# TASK TO COMPLETE
Scan the lines below for the word "this". Copy each line you find it in.

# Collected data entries
BEGIN

PR #1162, opened 2022-04-13
feat: add update endpoint

morgandu:
- [x] add update endpoint
- [x] update unit tests
- [x]  make sure all unit tests pass
- [ ]  make sure all system tests pass locally

Fixes b/227509107

blocked on b/227467389


google/cloud/aiplatform/models.py
```diff
@@ -1227,6 +1198,200 @@ def _instantiate_prediction_client(
...
+        """
+        traffic_split_model_ids = list(traffic_split.keys())
+        endpoint_model_ids = set(
+            [] if not endpoint else [model.id for model in endpoint.list_models()]
+        )
+
+        if deploy_model:
+            endpoint_model_ids.add(_DEPLOYING_MODEL_TRAFFIC_SPLIT_KEY)
+
+        if any(
```
sasha-gitg, line 1237: Is the SDK introducing any additional functionality that requires we validate the deployed models locally? If not, then preference to push this validation to the service.

tests/unit/aiplatform/test_endpoints.py
```diff
@@ -25,6 +25,8 @@
 from google.api_core import operation as ga_operation
```
sasha-gitg, line 25: Preference to update system tests with an update call with traffic split. Can be added to the end to end test.

google/cloud/aiplatform/models.py
samgoodman: Agreed. I'll pick up this branch from Morgan and finish this PR this week.

samgoodman (approved):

END

# RESULT
sasha-gitg, line 1237: Is the SDK introducing any additional functionality that requires we validate the deployed models locally? If not, then preference to push this validation to the service.
samgoodman: Agreed. I'll pick up this branch from Morgan and finish this PR this week.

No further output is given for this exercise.